19. Так-то, намаявшись, закусить сели тут же, в корчемне. Выпить хватились было – ан нету, все подобрали. Однако Рублев Гришка, хват, спроворил где-то, добыл. Сказал, что на воеводском дворе от вчерашнего бочоночек притаил. Что за вино, бог весть, но уж вино! Враз полегли, сердешные, поснули. Да как не поснуть, коли шапку табаку в бочонок всыпал, июда. Сам же, сев на коня, к Познякову поскакал в Акатову пустынь. А что там было, нам про то ведомо. Тревожа ночную тишину, идет дворянская рать.

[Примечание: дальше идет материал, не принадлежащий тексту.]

PR #1166, opened 2022-12-01
Support #detailed_message for RBS::ParsingError

ksss:
`Exception#detailed_message` is a new feature supported from Ruby v3.2.0 and above.
https://bugs.ruby-lang.org/issues/18564

I would like to propose that this feature be applied to RBS.

CLI usage.

```
$ ruby -v
ruby 3.2.0preview2 (2022-09-09 master 35cfc9a3bb) [arm64-darwin21]

$ cat parsing_error.rbs
class Foo
  deff aaa: () -> void
end

$ rbs -I parsing_error.rbs validate --silent
/Users/ksss/src/github.com/ksss/rbs/lib/rbs/parser_aux.rb:17:in `_parse_signature': parsing_error.rbs:2:2...2:6: Syntax error: unexpected token for class/module declaration member, token=`deff` (tLIDENT) (RBS::ParsingError)

    deff aaa: () -> void
    ^^^^

	from /Users/ksss/src/github.com/ksss/rbs/lib/rbs/parser_aux.rb:17:in `parse_signature'
	from /Users/ksss/src/github.com/ksss/rbs/lib/rbs/environment_loader.rb:162:in `block (2 levels) in each_decl'
	from /Users/ksss/src/github.com/ksss/rbs/lib/rbs/environment_loader.rb:132:in `each_file'
        (snip)
```

Script usage.

```
$ bundle exec irb -r rbs
irb(main):001:0> RBS::Parser.parse_type("singleton(foo)")
/Users/ksss/src/github.com/ksss/rbs/lib/rbs/parser_aux.rb:7:in `_parse_type': a.rbs:1:10...1:13: Syntax error: expected one of class/module/constant name, token=`foo` (tLIDENT) (RBS::ParsingError)

  singleton(foo)
            ^^^

	from /Users/ksss/src/github.com/ksss/rbs/lib/rbs/parser_aux.rb:7:in `parse_type'
	from (irb):1:in `<main>'
        (snip)
```

This feature is inspired by [error_highlight](https://github.com/ruby/error_highlight).

Scope is limited to Ruby 3.2.0 or later and `ParsingError` combinations.

To support Ruby 3.1 or earlier, incompatible changes need to be made, so they are out of scope.

It is likely that other errors could also be supported, but I have limited the scope to `ParsingError` only to keep the PR scope small.

### DIFF
--- a/lib/rbs/errors.rb
+++ b/lib/rbs/errors.rb
@@ -20,7 +20,25 @@ module RBS
   class LoadingError < BaseError; end
   class DefinitionError < BaseError; end
 
+  module DetailedMessageable
+    def detailed_message(highlight: false, **)
+      indent = " " * location.start_column
+      marker = "^" * (location.end_column - location.start_column)
+
+      io = StringIO.new
+      io.puts super
+      io.puts
+      io.print "\e[1m" if highlight
+      io.puts "  #{location.buffer.lines[location.end_line - 1]}"
+      io.puts "  #{indent}#{marker}"
+      io.print "\e[m" if highlight
+      io.string
+    end
+  end
+
   class ParsingError < BaseError
+    include DetailedMessageable
+
     attr_reader :location
     attr_reader :error_message
     attr_reader :token_type
--- a/test/rbs/errors_test.rb
+++ b/test/rbs/errors_test.rb
@@ -1,0 +1,56 @@
+require "test_helper"
+
+class RBS::ErrorsTest < Test::Unit::TestCase
+  def buffer(source)
+    RBS::Buffer.new(content: source, name: "test.rbs")
+  end
+
+  def test_parse_signature_with_parsing_error_detailed_message
+    omit "Exception#detailed_message does not supported" unless Exception.method_defined?(:detailed_message)
+
+    assert_raises RBS::ParsingError do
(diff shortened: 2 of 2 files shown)


soutaro:
@ksss Thank you for this PR. Looks great!

Could you explain about the _incompatible changes_ to support Ruby 3.1? It's totally fine to provide this feature for only 3.2+, but introducing incompatible changes also would be ok when we release a major update -- RBS 3.0.

ksss:
An incompatibility in Ruby 3.1 and earlier is a change in the `#to_s` of each error class.
The return value of `#to_s` will be multi-line and tests for matching error messages will fail.

e.g. 
https://github.com/ruby/rbs/blob/57c07bb9abf86e95694224174ade7521b593926a/test/rbs/parser_test.rb#L494-L497

More detailed explanation of the incompatibility can be found here.
https://bugs.ruby-lang.org/issues/18564#Motivation

However, since RBS is a relatively new project, the impact may be minimal.

If we accept this incompatibility, we would put in a branch like error_highlight.

https://github.com/ruby/error_highlight/blob/5275078dc6f33148c0241160bed0b43753aae863/lib/error_highlight/core_ext.rb#L11-L36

20. У стен градских, ровно волки, крадучись, пробирались, – лишь конь всхрапнет, оружье о стремя звякнет. Темнота в городе, безлюдье. Далече, в донской стороне, опять молонья заиграла: в то лето грозы часто гремели. К торгу подъехав, крикнул Рублев сычом, ему другой из тьмы отозвался. У самой корчемни Гаврила Волуйский встретил дворян с поклоном, сказал, чтоб не опасалися: спят-де мертвым сном, без памяти. «Ну, спасибо за службу, – сказал Позняков, – за нами, ребята, не пропадет!» И велел подать огня. Запалив смоляные светильни, вошли в корчемню, а там – чисто побоище Мамаево: лежат, сраженные сонным зельем, кто на полу, кто на лавке, кто где. Илюшка Глухой возле самого порога, притулясь к ларю, спит; Герасим – за столом, голову уронив на столешницу; Олешкины одни ноги из-под стола торчат; Чаплыгин на Пигасия повалился. Так всех, горюнов, сонными повязали.

21. Близко к свету и коротояцкие пожаловали. А гроза не пришла: погремела далече, да и свалилась за Дон.

вернуться

27

Умывальник в виде чайника с двумя носиками.

вернуться

28

Нищий, просящий на мосту.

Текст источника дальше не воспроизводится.